Classifications, Ontologies and Standards¶
The Progenetix resource utilizes standardized diagnostic coding systems, with a dedicated move towards hierarchical ontologies. As part of the coding process we have developed and provide several code mapping resources through repositories, the Progenetix website and APIs.
Additionally to diagnostic and other clinical concepts, Progenetix increasingly uses hierarchical terms and concepts for the annotation and querying of technical parameters such as platform technologies. Overall, the Progenetix resource uses a query style based around the Beacon v2 "filters" concept with a CURIE based syntax.
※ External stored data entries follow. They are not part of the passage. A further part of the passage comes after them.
PR #4655, opened 2021-02-22
[WIP] reimplement tinaface

wedlight:
get_subset_by_classes, xxyxy2xywh, _det2json, results2json are newly added functions.
The format_results function has been rewritten.
The evaluate function has been modified. (Big changes)


mmdet/datasets/custom.py
```diff
@@ -85,7 +85,11 @@ def __init__(self,
                                               self.proposal_file)
         # load annotations (and proposals)
         self.data_infos = self.load_annotations(self.ann_file)
-
+
```
hhaAndroid, line 88: You should not modify the custom.py code, you can think of a more reasonable way

PR #4691, opened 2021-02-28
Add parser argument 'cfg-options' for some tools

jingege315:
It is necessary to override some settings in the used config. But I find it is not containing parser argument 'cfg-options' in some tools. So I add it.

### DIFF
--- a/mmdet/core/export/pytorch2onnx.py
+++ b/mmdet/core/export/pytorch2onnx.py
@@ -6,7 +6,10 @@ import torch
 from mmcv.runner import load_checkpoint
 
 
-def generate_inputs_and_wrap_model(config_path, checkpoint_path, input_config):
+def generate_inputs_and_wrap_model(config_path,
+                                   checkpoint_path,
+                                   input_config,
+                                   cfg_options=None):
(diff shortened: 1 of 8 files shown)


ZwwWayne (approved):

hhaAndroid:
@ZwwWayne [pytorch2onnx](https://github.com/open-mmlab/mmdetection/blob/3cb1a70d45b9928c8e12e37b58f0ebfcf625b4b9/tools/deployment/pytorch2onnx.py#L153) does it also need to add the `cfg-options` parameter ?

jingege315:
> @ZwwWayne [pytorch2onnx](https://github.com/open-mmlab/mmdetection/blob/3cb1a70d45b9928c8e12e37b58f0ebfcf625b4b9/tools/deployment/pytorch2onnx.py#L153) does it also need to add the `cfg-options` parameter ?

We can modify the 'build_model_from_cfg' method to achieve it

jingege315:
Can you get this PR merged? @ZwwWayne

ZwwWayne (approved):

PR #4716, opened 2021-03-05
Fix RPN show_result error

hhaAndroid:
Fix RPN show_result error

### DIFF
--- a/mmdet/models/dense_heads/embedding_rpn_head.py
+++ b/mmdet/models/dense_heads/embedding_rpn_head.py
@@ -1,7 +1,5 @@
-import mmcv
 import torch
 import torch.nn as nn
-from mmcv import tensor2imgs
 
 from mmdet.models.builder import HEADS
 from ...core import bbox_cxcywh_to_xyxy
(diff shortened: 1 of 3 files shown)


mmdet/models/dense_heads/embedding_rpn_head.py
```diff
@@ -101,6 +101,7 @@ def simple_test_rpn(self, img, img_metas):
         """Forward function in testing stage."""
         return self._decode_init_proposals(img, img_metas)
 
+    # TODO: is right ?
```
jshilong, line 104: Just delete it, `embedding_rpn_head` is not a `Detector` which should not have `show_result`.

mmdet/models/detectors/rpn.py
```diff
@@ -138,17 +138,6 @@ def aug_test(self, imgs, img_metas, rescale=False):
...
-        img_tensor = data['img'][0]
-        img_metas = data['img_metas'][0].data[0]
-        imgs = tensor2imgs(img_tensor, **img_metas[0]['img_norm_cfg'])
-        assert len(imgs) == len(img_metas)
-        for img, img_meta in zip(imgs, img_metas):
-            h, w, _ = img_meta['img_shape']
-            img_show = img[:h, :w, :]
-            mmcv.imshow_bboxes(img_show, result, top_k=top_k)
+    def show_result(self, data, result, dataset=None, top_k=20, **kwargs):
+        """Show RPN proposals on the image."""
```
ZwwWayne, line 142: Why do not we need convert tensor images to numpy anymore? We should add comments to notify that.

ZwwWayne (approved):

PR #4717, opened 2021-03-05
Fix TridentNet batch inference bug

Chrisfsj2051:
In the previous version, it will raise a bug when the batch size in inference is greater than 1.

### DIFF
--- a/mmdet/models/roi_heads/trident_roi_head.py
+++ b/mmdet/models/roi_heads/trident_roi_head.py
@@ -23,6 +23,24 @@ class TridentRoIHead(StandardRoIHead):
         self.test_branch_idx = test_branch_idx
         super(TridentRoIHead, self).__init__(**kwargs)
 
+    def merge_trident_bboxes(self, trident_det_bboxes, trident_det_labels):
+        if trident_det_bboxes.numel() == 0:
+            det_bboxes = trident_det_bboxes.new_zeros((0, 5))
+            det_labels = trident_det_bboxes.new_zeros((0,), dtype=torch.long)
+        else:
+            nms_bboxes = trident_det_bboxes[:, :4]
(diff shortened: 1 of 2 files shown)


mmdet/models/roi_heads/trident_roi_head.py
```diff
@@ -39,36 +58,25 @@ def simple_test(self,
...
-            det_bboxes, keep = batched_nms(nms_bboxes, nms_scores, nms_inds,
-                                           nms_cfg)
-            det_labels = trident_det_labels[keep]
-            if self.test_cfg['max_per_img'] > 0:
-                det_labels = det_labels[:self.test_cfg['max_per_img']]
-                det_bboxes = det_bboxes[:self.test_cfg['max_per_img']]
-
-        det_bboxes, det_labels = [det_bboxes], [det_labels]
-
+        det_results = [
```
hhaAndroid, line 65: This looks complicated and it is better not to use the list comprehensions.

mmdet/models/roi_heads/trident_roi_head.py
```diff
@@ -39,36 +58,25 @@ def simple_test(self,
...
+            self.merge_trident_bboxes(
+                torch.cat(det_bboxes_list[i * num_branch:(i + 1) *
+                                          num_branch]),
+                torch.cat(det_labels_list[i * num_branch:(i + 1) *
+                                          num_branch]),
+            ) for i in range(len(img_metas) // num_branch)
+        ]
+        det_bboxes, det_labels = ([item[i] for item in det_results]
```
hhaAndroid, line 73: `det_bboxes, det_labels = [det_result for det_result in zip(*det_results)]`. I think it might be better.

hhaAndroid (approved):

ZwwWayne (approved):

PR #4764, opened 2021-03-14
Update anchor_head.py

howardchina:
remove redundent description. img_meta (dict) repeated twice in line 195 and line 198.


jshilong:
Thanks for your correction.

jshilong (approved):

PR #4806, opened 2021-03-22
Use MMCV's EvalHook in MMDetection

hhaAndroid:
refer: https://github.com/open-mmlab/mmcv/pull/739


ZwwWayne:
1. CI failed.
2. Need to keep the module in mmdet.core for at least a month and add warnings to avoid BC-breaking.

mmdet/core/evaluation/eval_hooks.py
```diff
@@ -54,6 +54,10 @@ def __init__(self,
                  save_best=None,
                  rule=None,
                  **eval_kwargs):
+        warnings.warn(
```
ZwwWayne, line 57: We should let this module inherits from the EvalHook supported in MMCV, and only override the `__init__` function by adding the warnings. The other functions can use those in MMCV.

xvjiarui (approved):

tests/test_data/test_datasets/test_common.py
```diff
@@ -275,8 +275,10 @@ def test_evaluation_hook(EvalHookParam):
     assert evalhook.evaluate.call_count == 3  # before epoch1 and after e1 & e2
 
     runner = _build_demo_runner()
-    with pytest.warns(UserWarning):
-        evalhook = EvalHookParam(dataloader, start=-2)
+    with pytest.raises(ValueError):
```
ZwwWayne, line 278: add comments to indicate what error you are testing.

ZwwWayne (approved):

PR #4810, opened 2021-03-22
[Feature]: Add mmdet2torchserve tool

### LINKED ISSUE #4661: Add ability to serve models
**Describe the feature**

There are libaries such as Tensorflow Serve and Pytorch Serve. It would be useful is MMDetection had the ability to serve models, maybe inside a container, through an API endpoint.

**Motivation**
It would allow us to easily use models trained using MMDetection in other applications for inference.

**Related resources**
If there is an official code release or third-party implementations, please also provide the information here, which would be very helpful.

**Additional context**
At the moment I have a script which calls an MMDetection script that I use as the entrypoint for a Docker container; it starts up whenever I need it, it's pretty slow. It would be nice if there was an easier way.

daavoo:
This P.R. enables serving MMDetection models with [TorchServe](https://pytorch.org/serve/). A new section `Model Serving` has been added in `useful_tools.md`.

Closes #4661


tools/deployment/serve/Dockerfile
```diff
@@ -0,0 +1,73 @@
+# syntax = docker/dockerfile:experimental
```
ZwwWayne, line 1: Move this dockerfile to the directory [here](https://github.com/open-mmlab/mmdetection/tree/master/docker) may help ease the management of dockers.

ZwwWayne:
Hi @daavoo ,
Overall, this PR LGTM and torchserve will definitely a good feature for mmdet. Let's see whether @hellock has any suggestions.

tools/deployment/serve/Dockerfile
daavoo: Okey! I though about placing it there but didn't know if it was the right place.

ZwwWayne (approved):

hhaAndroid:
Hi, @daavoo Does the writing in Dockerfile require a specific version of docker?  My Docker version is 18.01.0-ce, the following error occurred: 
`Error response from daemon: Dockerfile parse error line 43: Unknown flag: mount`

daavoo:
> Hi, @daavoo Does the writing in Dockerfile require a specific version of docker? My Docker version is 18.01.0-ce, the following error occurred:
> `Error response from daemon: Dockerfile parse error line 43: Unknown flag: mount`

Hi @hhaAndroid , it actually requires 18.09 or higher:
https://docs.docker.com/engine/reference/builder/#buildkit

We can maybe change the syntax to support lower versions?

hhaAndroid:
OK, It's best to be compatible. Thank you

hhaAndroid:
I found some small errors, you can also fix them together：

1. add `mmcv.mkdir_or_exist(output_folder)`
https://github.com/open-mmlab/mmdetection/blob/master/tools/deployment/mmdet2torchserve.py#L44

2. --output_folder -> --output-folder
https://github.com/open-mmlab/mmdetection/blob/master/docs/useful_tools.md#1-convert-model-from-mmdetection-to-torchserve

PR #4813, opened 2021-03-22
Deprecate LoadImage

daavoo:
It's not being used anywhere.

### DIFF
--- a/mmdet/apis/inference.py
+++ b/mmdet/apis/inference.py
@@ -53,6 +53,39 @@ def init_detector(config, checkpoint=None, device='cuda:0', cfg_options=None):
     return model
 
 
+class LoadImage(object):
+    """Deprecated.
+
+    A simple pipeline to load image.
+    """
+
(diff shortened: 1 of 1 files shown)


ZwwWayne:
Hi @daavoo ,
Thanks for your kind contribution. It seems that `LoadImage` is indeed not used in this repo. But in case downstream repos use that, shall we add a warning first before totally removing it?  Can we dd a warning in the `__init__` function, and then remove it in the future release (usually after 1-2 months)?

daavoo:
> Hi @daavoo ,
> Thanks for your kind contribution. It seems that `LoadImage` is indeed not used in this repo. But in case downstream repos use that, shall we add a warning first before totally removing it? Can we dd a warning in the `__init__` function, and then remove it in the future release (usually after 1-2 months)?

It seems very reasonable, I replaced the removal with deprecation warnings

ZwwWayne (approved):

List of filters recognized by different query endpoints¶
Public Ontologies with CURIE-based syntax¶
CURIE prefix | Code/Ontology | Examples |
---|---|---|
NCIT | NCIt Neoplasm1 | NCIT:C27676 |
HP | HPO2 | HP:0012209 |
PMID | NCBI Pubmed ID | PMID:18810378 |
geo | NCBI Gene Expression Omnibus3 | geo:GPL6801, geo:GSE19399, geo:GSM491153 |
arrayexpress | EBI ArrayExpress4 | arrayexpress:E-MEXP-1008 |
cellosaurus | Cellosaurus - a knowledge resource on cell lines 5 | cellosaurus:CVCL_1650 |
UBERON | Uberon Anatomical Ontology6 | UBERON:0000992 |
cbioportal | cBioPortal9 | cbioportal:msk_impact_2017 |
SO | Sequence Ontology11 | SO:0000704 |
Private filters¶
Since some classifications cannot directly be referenced, and in accordance with the upcoming Beacon v2 concept of "private filters", Progenetix uses additionally a set of structured non-CURIE identifiers.
For terms with a pgx
prefix, the identifiers.org resolver will
Filter prefix / local part | Code/Ontology | Example |
---|---|---|
pgx:icdom-... | ICD-O 37 Morphologies (Progenetix) | pgx:icdom-81703 |
pgx:icdot... | ICD-O 37 Topographies(Progenetix) | pgx:icdot-C04.9 |
TCGA | The Cancer Genome Atlas (Progenetix)8 | TCGA-000002fc-53a0-420e-b2aa-a40a358bba37 |
pgx:cohort-... | Progenetix cohorts 10 | pgx:cohort-arraymap |
Diagnoses, Phenotypes and Histologies¶
NCIt coding of tumor samples¶
- based on NCIt neoplasm core
but now extended based on the whole "neoplasia" subtree of the NCI Thesaurus (
NCIT:C3262
and child terms) - first implementation of NCIt concepts mapping in January 2017, then for a subset of arrayMap samples
- now providing ICD-O 3 <=> NCIt mappings through the ICDOntoologies mapping project with a front-end an API on the website
Current NCIt sample codes¶
ICD coding of tumor samples¶
The Progenetix resource primarily used the coding schemas of the _International Classification of Diseases in Oncology__ (3rd edition; "ICD-O 3"), to classify all biosamples for which experimental data is available. Users can get a list of ICD-O 3 codes in the Progenetix format through Progenetix collations.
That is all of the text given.